[Stored data]
————————

Issue #793, opened 2025-06-16
Copyright notice in output is not UTF-8 and also not valid ASCII


ArneTR:
**Guidance**
Bug reports are for when HammerDB is not behaving as expected. ✅
Bug reports should not be submitted for help in understanding database performance related questions. ✅
General questions on database performance or HammerDB usability should be submitted under Discussions. ✅

**Describe the bug**
In https://github.com/TPC-Council/HammerDB/commit/df8c2d562ad3fac292457e9d621dc473e75ee46d the copyright string was changed to include a copyright symbol.

We use HammerDB and parse the output. The expectation is that this is UTF-8. I believe this is also the intention of HammerDB as UTF-8 is standard nowadays.

The escape sequence `\251` is not valid UTF-8 but is valid only in other encoding (latin-1). It should be `\xc2\xa9`

**To Reproduce**
Parse the output of HammerDB as UTF-8

**Expected behavior**
Output of HammerDB is valid UTF-8 or valid ASCII

**HammerDB Version (please complete the following information):**
 - Version: v5.0
 - Build: Docker Image https://hub.docker.com/layers/tpcorg/hammerdb/latest/images/sha256-41b8f3ebdddc605979f5e5177c0d3c7149987493801e1fc2ee7ef842e6c4466e

**HammerDB Interface (please complete the following information):**
 - UI: CLI

**Operating System (please complete the following information):**
 - Server OS: Ubuntu 22.04
 - Client OS: Ubuntu 22.04

**Database Server (please complete the following information):**
 - Database name: All
 - Database Release Version: Unrelated

**Database Client (please complete the following information):**
 - Database client name: Unrelated

**Additional context**
None

sm-shaw:
Many thanks for raising, the copyright line was getting too long so it was shortened this way. The ASCII character works in the default development environment and compatibility with external tools scripts cannot necessarily be done by default, however it does look like this change so I will test it in both environments to advise on accepting the pull request. 

Thanks again!

PR #794, opened 2025-06-16
Copyright message UTF-8

ArneTR:
Makes the copyright notice valid UTF-8

Closes: https://github.com/TPC-Council/HammerDB/issues/793


ArneTR:
Thanks for the hint.

I was under the impression it would be interpreted as byte sequence.

Moved all the old \251 now to \u00A9. Also in the files you hinted.

jamiere-msft (approved):

PR #796, opened 2025-06-20
Add catch to CLI stty command on Linux

sm-shaw:
Adds catch to stty command for terminal reset so error not received if command cannot be found and/or is not needed when running from external script.


abondvt89 (approved):

abondvt89:

PR #797, opened 2025-06-20
Add handling of innodb_snapshot_isolation to MariaDB

sm-shaw:
Testing shows no performance difference with innodb_snapshot_isolation set to 1 or 0 for TPROC-C workload and therefore we can turn it off at the session level to prevent errors being reported when it is set at the global level to 1.


abondvt89 (approved):

abondvt89:

PR #810, opened 2025-07-15
Update Tcl/Tk and TkPath versions

sm-shaw:
Updates HammerDB to Tcl & Tk 9.0.2 which resolves Db2 encoding issues without modifying Tcl/Tk source. 
Also updates tkpath to official repository https://github.com/tcltk-depot/tkpath including HammerDB contributions.
HammerDB version also includes pull request to resolve Canvas text underline issues https://github.com/tcltk-depot/tkpath/pull/9
Note that most of the changes are changes to the back-end packages that are downloaded and built when a build is run and therefore the only update on the HammerDB source side is to change the Tcl version in the Bawt file and the tkpath versions in the Setup file to use the new packages.

### DIFF
--- a/Build/Bawt-2.1.0/Bawt.tcl
+++ b/Build/Bawt-2.1.0/Bawt.tcl
@@ -1344,7 +1344,7 @@ namespace eval BawtBuild {
 
     variable sBuildOpts
     array set sBuildOpts {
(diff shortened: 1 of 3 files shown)


abondvt89 (approved):

abondvt89:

————————

For every line in the data above that has the string "stty", return that line.

◆ RESPONSE
Add catch to CLI stty command on Linux
Adds catch to stty command for terminal reset so error not received if command cannot be found and/or is not needed when running from external script.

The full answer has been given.